Initial symptoms may be mild and can include:

  • discomfort radiating from the front of the shoulder to the side of the arm
  • pain occurring with activity and rest
  • sudden pain when lifting and reaching

Symptoms may increase in severity if the problem progresses. This can cause a person to experience more intense pain, weakness, and reduced movement in the affected shoulder. For example, they may experience difficulty undertaking activities that involve reaching behind their back or performing routine tasks involving arm movement.

An accurate diagnosis involves a thorough physical examination by a healthcare professional.

A diagnosis will initially involve a doctor asking questions about the pain, any history of prior injuries, and any steps taken to address the pain, such as taking anti-inflammatory medications or applying ice.

A person may then require a physical examination, in which a doctor will request they do some motion and strength tests. A doctor will do this on both sides to compare any differences in movement.

For some people, imaging tests, such as X-ray, MRI, or ultrasound scans may be necessary to visualize the shoulder’s internal structures. These tests help confirm the diagnosis, assess the extent of the damage, and rule out other potential causes of shoulder pain.

Treatment strategies for shoulder impingement typically begin with conservative approaches. For example, they may include:

  • anti-inflammatory medication
  • resting the shoulder
  • applying ice
  • stretching in a warm shower

It may take 6–8 weeks of treatment for a person to notice their shoulder feeling better.
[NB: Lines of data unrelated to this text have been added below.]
PR #2095, opened 2024-06-07
rename fork tests

sparrowDom:
- remove the redundant '-test' in fork test names
- adds test files matching params required for fork tests of other chains


sparrowDom:
Lets merge this in next week, after we do the big SOETH deploy

PR #2106, opened 2024-06-21
WOETH lending markets adjustements

sparrowDom:
## Code Change Checklist

- [ ]  Unit tests *if needed

Internal review:

## Deploy checklist

```
```


sparrowDom:
## Requirements

## Easy Checks

#### Authentication

- [x] Never use tx.origin

#### Ethereum

#### Cryptographic code

#### Gas problems

- [ ] ~~Contracts with for loops must have either~~: _no loops_
    - [ ] ~~A way to remove items~~ _no loops_
    - [ ] ~~Can be upgraded to get unstuck~~ _no loops_
    - [ ] ~~Size can only controlled by admins~~ _no loops_
- [ ] ~~Contracts with for loops must not allow end users to add unlimited items to a loop that is used by others or admins.~~ _no loops_

#### Black magic

#### Overflow

- ~~[ ] All for loops use uint256~~ _no loops_

#### Proxy

#### Events

## Medium Checks

#### Rounding
- 🟠 Contract rounds in the protocols favor _it doesn't but it mimics what OUSD is doing using `mulTruncate` without rounding_

#### Dependencies
- ~~[ ] Review any new contract dependencies thoroughly (e.g. OpenZeppelin imports) when new dependencies are added or version of dependencies changes.~~ _no new dependancies added_

#### External calls

- [ ] No malicious behaviors
- [ ] Oracles, one of:
  - [ ] No oracles
  - [ ] Oracles can't be bent

#### Tests

#### Deploy

## Strategy Specific

#### Strategy checks

#### Downstream

## Thinking

#### Logic

#### Internal State

Does this code do that?

#### Attack

#### Flavor

_Could this code be simpler?_

contracts/contracts/token/WOETH.sol
```diff
@@ -6,17 +6,30 @@ import { ERC20 } from "@openzeppelin/contracts/token/ERC20/ERC20.sol";
...
+ * credits per token in those 4 actions. That way WOETH can keep an accurate track of the OETH balance
+ * ignoring any unexpected transfers of OETH to this contract.
  */
 
 contract WOETH is ERC4626, Governable, Initializable {
     using SafeERC20 for IERC20;
+    using StableMath for uint256;
+    // doesn't need to be public, but convenient to be able to confirm the state on the mainnet
+    uint256 public oethCreditsHighres;
+    bool _oethCreditsInitialized;
```
DanielVF, line 32: Missing an explicit visibility.

DanielVF:
The core attack we are trying to stop is someone sending the OETH to the wOETH contract, causing the value of wOETH in OETH terms to go suddenly up.

It looks like totalAssets uses the amount of OETH held by the contract as one of two multipliers. totalAssets is in turn used to calculate the exchange ratio. If someone donates to the contract, one of these two multipliers goes up, and the donation has perfectly succeeded in increasing the value of each wOETH. This attack does not appear to be blocked at all?

Or am I missing something?

DanielVF:
It also feels really scary that were are minting and burning using old ratios. That doesn't cause rektness?

contracts/contracts/token/WOETH.sol
sparrowDom: thanks nice catch, corrected

sparrowDom:
@DanielVF not completely sure what you mean. So the logic is that: 
- when the contract is initialized (on proposal execution) the internal credits of OETH are read and stored in WOETH. From that point forward the WOETH doesn't ask for internal credits OETH contract is holding but rather keeps its own accounting
- on each mint, deposit, withdraw, redeem the current credits per token are fetched from OETH (since we don't know if a rebase happened since the last time we queried it) and the accounting of credits in WOETH contracts are updated. Since only those 4 functions trigger the update of credits a normal transfer of OETH to WOETH contract has no effect. There is also [a test for this](https://github.com/OriginProtocol/origin-dollar/pull/2106/files#diff-1a55b6049ea6ba4898ff1fa84a24b20c6a6e2d20764957272f41ac0a6d01b177R109-R127) where you can see that after OETH transfer the WOETH account will still have a balance of 50 OETH and totalSupply of 0.

DanielVF:
I misread the code and got the credits per token and the credits switched. Nevermind everything I said - I'll have to stare at it more!

contracts/contracts/token/WOETH.sol
```diff
@@ -49,7 +81,161 @@ contract WOETH is ERC4626, Governable, Initializable {
...
+
+    /**
+     * @dev This function converts requested OETH token amount to its underlying OETH
+     * credits value that is stored internally in OETH.sol and is required in order to
+     * be able to rebase.
+     *
+     * @param oethAmount Amount of OETH to be converted to OETH credits
+     * @return amount of OETH credits the OETH amount corresponds to
+     */
+    function _oethToOethCreditsHighres(uint256 oethAmount)
```
DanielVF, line 98: Perhaps this would clearer if this method was named `_creditsPerAsset`, and the state variable `oethCreditsHighres` changed to `assetCredits`. 

In this way all the 4626 code gets to use clear variable names, and the OETH related stuff ends up just inside `_creditsPerAsset`.

contracts/contracts/token/WOETH.sol
```diff
@@ -49,7 +81,161 @@ contract WOETH is ERC4626, Governable, Initializable {
...
+         * of OETH.
+         */
+        return oethAmount.mulTruncate(creditsPerTokenHighres);
+    }
+
+    /** @dev See {IERC4262-totalAssets} */
+    function totalAssets() public view virtual override returns (uint256) {
+        (, uint256 creditsPerTokenHighres, ) = OETH(asset())
+            .creditsBalanceOfHighres(address(this));
+
```
DanielVF, line 122: If we used in `credits` here as well from the call from `creditsBalanceOfHighres`, we would have ever piece of data already loaded inside this function to check that our actual assets was equal or greater than our expected assets.

DanielVF:
Invariants I can think of:

- Assuming credits creditsPerTokenHighres in OETH only moves down, then woeth.convertToAssets() should only ever move up
- We should always be able to withdraw all WOETH to OETH. (This is harder to test, so another way of phrasing this is that we should always have enough OETH on hand for everyone to withdraw)
- OETH Donations to wOETH should not affect the convertToAssets() result
- WETH donations to oeth can affect the convertToAssets() result upwards after a rebase, and that's fine.

contracts/contracts/token/WOETH.sol
```diff
@@ -6,17 +6,30 @@ import { ERC20 } from "@openzeppelin/contracts/token/ERC20/ERC20.sol";
...
+ * token on mint, deposit, redeem, withdraw. The issue is that OETH is rebasing and OETH balances
+ * will change when the token rebases. For that reason we are tracking the WOETH contract credits and
+ * credits per token in those 4 actions. That way WOETH can keep an accurate track of the OETH balance
+ * ignoring any unexpected transfers of OETH to this contract.
  */
 
 contract WOETH is ERC4626, Governable, Initializable {
     using SafeERC20 for IERC20;
+    using StableMath for uint256;
+    // doesn't need to be public, but convenient to be able to confirm the state on the mainnet
```
DanielVF, line 30: Can remove this comment - we default to public on most contract variables.

contracts/contracts/token/WOETH.sol
sparrowDom: good point thanks, renamed

contracts/contracts/token/WOETH.sol
sparrowDom: Hmm, that would be a good check that would detect possible mathematical irregularities (perhaps due to rounding). Though as you point out it would be weird to revert in a view function.

Monitoring sounds like a good place for it though. Have Grafana regularly query both credits values and check that the ones in OETH.sol are greater or equal to the ones in WOETH.sol.

sparrowDom: Notion task added here: https://www.notion.so/originprotocol/WOETH-monitoring-sanity-check-695c73c0d0d04ef999a5242407d8a212

contracts/contracts/token/WOETH.sol
sparrowDom: agreed

contracts/contracts/token/WOETH.sol
```diff
@@ -31,6 +43,25 @@ contract WOETH is ERC4626, Governable, Initializable {
         OETH(address(asset())).rebaseOptIn();
     }
 
+    function initialize2() external onlyGovernor {
+        if (_oethCreditsInitialized) {
+            require(false, "Initialize2 already called");
+        }
```
shahthepro, line 49: Why not just `require(!_oethCreditsInitialized, "Initialize2 already called");`?

contracts/contracts/token/WOETH.sol
```diff
@@ -49,7 +80,161 @@ contract WOETH is ERC4626, Governable, Initializable {
...
+
+    /**
+     * @dev This function converts requested OETH token amount to its underlying OETH
+     * credits value that is stored internally in OETH.sol and is required in order to
+     * be able to rebase.
+     *
+     * @param oethAmount Amount of OETH to be converted to OETH credits
+     * @return amount of OETH credits the OETH amount corresponds to
+     */
+    function _creditsPerAsset(uint256 oethAmount)
```
shahthepro, line 97: nit: This function name confuses me a bit. When I see `per asset`, I assume it's gonna return credits for 1 OETH. But it takes in a `oethAmount` and multiplies the credits by it. So, it sounds more like `creditsForAssetAmount` than `creditsPerAsset`

contracts/contracts/token/WOETH.sol
```diff
@@ -49,7 +80,161 @@ contract WOETH is ERC4626, Governable, Initializable {
...
+            caller,
+            address(this),
+            assets
+        );
+        _mint(receiver, shares);
+        oethCreditsHighres += _creditsPerAsset(assets);
+
+        emit Deposit(caller, receiver, assets, shares);
+
+        return shares;
```
shahthepro, line 153: Could this be simplified into just (to avoid code-duplication):
```
shares = super.deposit(assets, receiver);
oethCreditsHighres += _creditsPerAsset(assets);
```

shahthepro: Same with other overridden functions as well

contracts/contracts/token/WOETH.sol
```diff
@@ -49,7 +80,161 @@ contract WOETH is ERC4626, Governable, Initializable {
...
+        uint256 shares = previewWithdraw(assets);
+
+        if (caller != owner) {
+            _spendAllowance(owner, caller, shares);
+        }
+
+        // if _asset is ERC777, transfer can call reenter AFTER the transfer happens through
+        // the tokensReceived hook, so we need to transfer after we burn to keep the invariants.
+        _burn(owner, shares);
+        oethCreditsHighres -= _creditsPerAsset(assets);
```
shahthepro, line 205: Haven't tested it yet but I wonder if we should compute the credits before burn? Let me see if it makes any difference or if it's breakable

shahthepro: I tried running some tests. Change in order didn't affect the numbers at all

contracts/contracts/token/WOETH.sol
```diff
@@ -49,7 +80,161 @@ contract WOETH is ERC4626, Governable, Initializable {
...
+        _mint(receiver, shares);
+        oethCreditsHighres += _creditsPerAsset(assets);
+
+        emit Deposit(caller, receiver, assets, shares);
+
+        return shares;
+    }
+
+    /** @dev See {IERC4262-mint} */
+    function mint(uint256 shares, address receiver)
```
pandadefi, line 157: You could save on some code complexity calling deposit from the mint function to prevent having most of the same code twice.

pandadefi:
A donation to increase the OETH price remains possible via the OETH contract but will require significant funds to increase the entire OETH vault value.

contracts/contracts/token/WOETH.sol
sparrowDom: good point: https://github.com/OriginProtocol/origin-dollar/pull/2106/commits/057469c08067ff67e31b8e1f524b61e249787499

contracts/contracts/token/WOETH.sol
sparrowDom: thanks, yes agreed. done here: https://github.com/OriginProtocol/origin-dollar/pull/2106/commits/1a6a16fc4af1f115f5c84a331df821da4b551d47

contracts/contracts/token/WOETH.sol
sparrowDom: yup agreed: https://github.com/OriginProtocol/origin-dollar/pull/2106/commits/1a6a16fc4af1f115f5c84a331df821da4b551d47

contracts/contracts/token/WOETH.sol
sparrowDom: yup good point. done here: https://github.com/OriginProtocol/origin-dollar/pull/2106/commits/1a6a16fc4af1f115f5c84a331df821da4b551d47

contracts/contracts/token/WOETH.sol
sparrowDom: good point. I have also renamed assets & shares since in the context of WOETH those can only be OETH & WOETH: https://github.com/OriginProtocol/origin-dollar/pull/2106/commits/2223600a1d8b8bf23c940a7debe124ddb1e4f44d

sparrowDom:
@pandadefi yes the donation attack on OETH with donating WETH to the Vault and calling `rebase` is ok. This is the way OETH increases its value and I can't think of a way how it could be exploited

contracts/contracts/token/WOETH.sol
```diff
@@ -6,17 +6,29 @@ import { ERC20 } from "@openzeppelin/contracts/token/ERC20/ERC20.sol";
...
+ * will change when the token rebases. For that reason we are tracking the WOETH contract credits and
+ * credits per token in those 4 actions. That way WOETH can keep an accurate track of the OETH balance
+ * ignoring any unexpected transfers of OETH to this contract.
  */
 
 contract WOETH is ERC4626, Governable, Initializable {
     using SafeERC20 for IERC20;
+    using StableMath for uint256;
+    uint256 public oethCreditsHighres;
+    bool private _oethCreditsInitialized;
```
shahthepro, line 31: `WOETHBase` inherits `WOETH`, so might as well add some gaps here now

contracts/contracts/token/WOETH.sol
```diff
@@ -49,7 +78,84 @@ contract WOETH is ERC4626, Governable, Initializable {
         external
         onlyGovernor
     {
+        //@dev TODO: we could implement a feature where if anyone sends OETH direclty to
+        // the contract, that we can let the governor transfer the excess of the token.
```
shahthepro, line 82: nit: perhaps we could just treat any donation as "yield"?

contracts/contracts/token/WOETH.sol
```diff
@@ -49,7 +78,84 @@ contract WOETH is ERC4626, Governable, Initializable {
...
+    function _oethToCredits(uint256 oethAmount) internal returns (uint256) {
+        (, uint256 creditsPerTokenHighres, ) = OETH(asset())
+            .creditsBalanceOfHighres(address(this));
+
+        /**
+         * Multiplying OETH amount with the creditsPerTokenHighres is exactly the math that
+         * is internally being done in OETH:
+         */
+        // solhint-disable-next-line max-line-length
+        /** https://github.com/OriginProtocol/origin-dollar/blob/2314cccf2933f5c1f76a6549c1f5c9cc935b6f05/contracts/contracts/token/OUSD.sol#L242-L249
```
shahthepro, line 104: nit: Points to older code (pre-yield-delegation). Would be nice to update it to point to latest commit hash on master

contracts/contracts/token/WOETH.sol
sparrowDom: good point, done

contracts/contracts/token/WOETH.sol
```diff
@@ -31,11 +43,40 @@ contract WOETH is ERC4626, Governable, Initializable {
         OETH(address(asset())).rebaseOptIn();
     }
 
-    function name() public view virtual override returns (string memory) {
+    function initialize2() external onlyGovernor {
```
DanielVF, line 46: Perhaps we should have `initialize()` call `initialize2()`. This way new contract deploys don't need to call both, and we are less likely to make a mistake.

contracts/contracts/token/WOETH.sol
DanielVF: I don't see the gaps?

contracts/contracts/token/WOETH.sol
```diff
@@ -5,24 +5,36 @@ import { ERC4626 } from "../../lib/openzeppelin/contracts/token/ERC20/extensions
...
+ * If OETH weren't rebasing this could be achieved by solely tracking the ERC20 transfers of the OETH
+ * token on mint, deposit, redeem, withdraw. The issue is that OETH is rebasing and OETH balances
+ * will change when the token rebases. For that reason we are tracking the WOETH contract credits and
+ * credits per token in those 4 actions. That way WOETH can keep an accurate track of the OETH balance
+ * ignoring any unexpected transfers of OETH to this contract.
  */
 
 contract WOETH is ERC4626, Governable, Initializable {
     using SafeERC20 for IERC20;
+    using StableMath for uint256;
```
DanielVF, line 30: This contract code is way cleaner than the last time I looked at it. Good job!

contracts/contracts/token/WOETH.sol
```diff
@@ -49,7 +90,84 @@ contract WOETH is ERC4626, Governable, Initializable {
...
+        woethAmount = super.withdraw(oethAmount, receiver, owner);
+        oethCreditsHighres -= _oethToCredits(oethAmount);
+    }
+
+    /** @dev See {IERC4262-redeem} */
+    function redeem(
+        uint256 woethAmount,
+        address receiver,
+        address owner
+    ) public virtual override returns (uint256 oethAmount) {
```
DanielVF, line 169: This contract does not currently compile. This should be fixed.

Also, although this is not the actual compile error, I'm wondering if these `virtual`s in these methods are wrong, since I think we want these functions callable without needing to be overridden by a child class.

contracts/contracts/token/WOETH.sol
DanielVF: While we shouldn't treat donations as instant yield (that's what this contract is trying to get away from), I do think we should build in a separate governor method to collect donated funds that are in excess of the backing funds.

contracts/contracts/token/WOETH.sol
```diff
@@ -49,7 +90,84 @@ contract WOETH is ERC4626, Governable, Initializable {
...
+    /**
+     * @dev This function converts requested OETH token amount to its underlying OETH
+     * credits value that is stored internally in OETH.sol and is required in order to
+     * be able to rebase.
+     *
+     * @param oethAmount Amount of OETH to be converted to OETH credits
+     * @return amount of OETH credits the OETH amount corresponds to
+     */
+    function _oethToCredits(uint256 oethAmount) internal returns (uint256) {
+        (, uint256 creditsPerTokenHighres, ) = OETH(asset())
```
DanielVF, line 108: Both `_oethToCredits()` and `totalAssets()` call `oeth.creditsBalanceOfHighres()` to get the `creditsPerToken`, discarding the other returned values.

I think it makes more sense to use the simpler `oeth.rebasingCreditsPerTokenHighres()`. 

There's two scenarios here:

1) This w token is correctly marked as rebasing. In this case, `oeth.rebasingCreditsPerTokenHighres()` will return the same value, be simpler, return only what we need, and cost less gas.

2) Governance messes up the world in a bad way and turns off yield to the contract. The current call will immediately return 1e18 instead of 1e27ish, making for a really really wrong totalAssets, and thus really really wrong conversion rate. However, if `oeth.rebasingCreditsPerTokenHighres()` is used we'll only get a gradual drift off the correct value as expected yield does not come in.

In both cases the behavior of `oeth.rebasingCreditsPerTokenHighres()` seems better.

contracts/contracts/token/WOETH.sol
```diff
@@ -49,7 +90,84 @@ contract WOETH is ERC4626, Governable, Initializable {
...
+    }
+
+    /** @dev See {IERC4262-redeem} */
+    function redeem(
+        uint256 woethAmount,
+        address receiver,
+        address owner
+    ) public virtual override returns (uint256 oethAmount) {
+        oethAmount = super.redeem(woethAmount, receiver, owner);
+        oethCreditsHighres -= _oethToCredits(oethAmount);
```
DanielVF, line 171: This is just a mathematical nit, and perhaps the code is okay without this, but in general, if you are depositing/plus-ing and withdrawing/minus-ing using the same conversion function, you are almost certainly rounding the wrong direction in one of them. It's possible we need two `_oethToCredits`, one that round up, and one that rounds down.

contracts/contracts/token/WOETH.sol
sparrowDom: Forgot to push remotely: https://github.com/OriginProtocol/origin-dollar/pull/2106/commits/be6d4734ec071df5ba9801fbc85bdfacb69c2007

contracts/contracts/token/WOETH.sol
sparrowDom: nice catch thanks: https://github.com/OriginProtocol/origin-dollar/pull/2106/commits/c38a3c659a62fd81807dadaca0151b629772deae

contracts/contracts/token/WOETH.sol
sparrowDom: Yes you are right these virtual keywords are not needed. We can add it in the future if need be: https://github.com/OriginProtocol/origin-dollar/pull/2106/commits/5ff5c5dfd0f3e81d386b6396894b954dfcf5f78b

contracts/contracts/token/WOETH.sol
sparrowDom: Great comment and great points thanks: https://github.com/OriginProtocol/origin-dollar/pull/2106/commits/3ef22194932715aac4bc2dca3d782c0769d2b420

contracts/contracts/token/WOETH.sol
```diff
@@ -62,7 +99,81 @@ contract WOETH is ERC4626, Governable, Initializable {
...
+         * up / down depending on what favours this contract
+         */
+        // solhint-disable-next-line max-line-length
+        /** https://github.com/OriginProtocol/origin-dollar/blob/c02572bd1c06eb3c2652c8692e52144be2efa741/contracts/contracts/token/OUSD.sol#L498
+         */
+        return (oethAmount * creditsPerTokenHighres + (roundUp ? 1e18 - 1 : 0)) / 1e18;
+    }
+
+    /** @dev See {IERC4262-totalAssets} */
+    function totalAssets() public view override returns (uint256) {
```
DanielVF, line 133: 🔴 `rebasingCreditsPerToken` has the property that the smaller it is, the more money a user has.

Default solidity division results in rounding down. Therefore this `totalAssets()` method is rounding up the amount of money in contract. Therefore it is very easy for the contract to be a rounding error on the wrong side of solvent.

DanielVF: That said, we should be careful to fuzz test the behavior differences. There's no perfect answer here, and so we want to make sure that erroring on the solvent side is correct.

DanielVF: This is all it takes for the contract to report insolvancy with the current code.

image

sparrowDom: a different approach has been made where the credits are read before the change and after from the OETH contract. This way the error in WOETH calculated internal credits and the one in OETH contract shouldn't diverge and cause potential conversion rate inaccuracies: https://github.com/OriginProtocol/origin-dollar/pull/2106/commits/c005824d9062cef9705fb02aaa2114ee64241362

Some people may require physical therapy. This will help them strengthen the muscles and stretch out the surrounding tissues of the shoulder joint. A person may also require an injection of cortisone to manage the pain and reduce inflammation.

If nonsurgical options are unsuccessful, a doctor may recommend surgery. The procedure will typically involve creating more space for the rotator cuff. A surgeon may remove the inflamed portion of the bursa and part of the acromion. If a person has other conditions present in the shoulder at the time of surgery that may contribute to impingement, the surgeon may also treat them.

After surgery, a doctor may recommend placing the arm in a sling to aid recovery. They will also provide a rehabilitation program. This will involve exercises to help regain range of motion in the shoulder and strength of the arm.

A person can do a few things to reduce the risk of developing shoulder impingement, including:

  • maintaining proper posture, especially during activities that involve overhead movements or lifting
  • incorporating shoulder-strengthening exercises into a regular workout routine
  • avoiding overuse or repetitive overhead activities that strain the shoulder
  • taking breaks during tasks involving prolonged arm elevation to minimize strain on the shoulder
  • stretching before and after exercise

Shoulder impingement syndrome can stem from various causes, including repetitive activities, structural abnormalities, or trauma.

Recovery time varies from several weeks to up to a year for some people. Most commonly, doctors recommend conservative treatments, such as rest and anti-inflammatory medication.

Preventive measures, such as maintaining good posture and avoiding overuse of the shoulder, can significantly reduce the risk of developing shoulder impingement.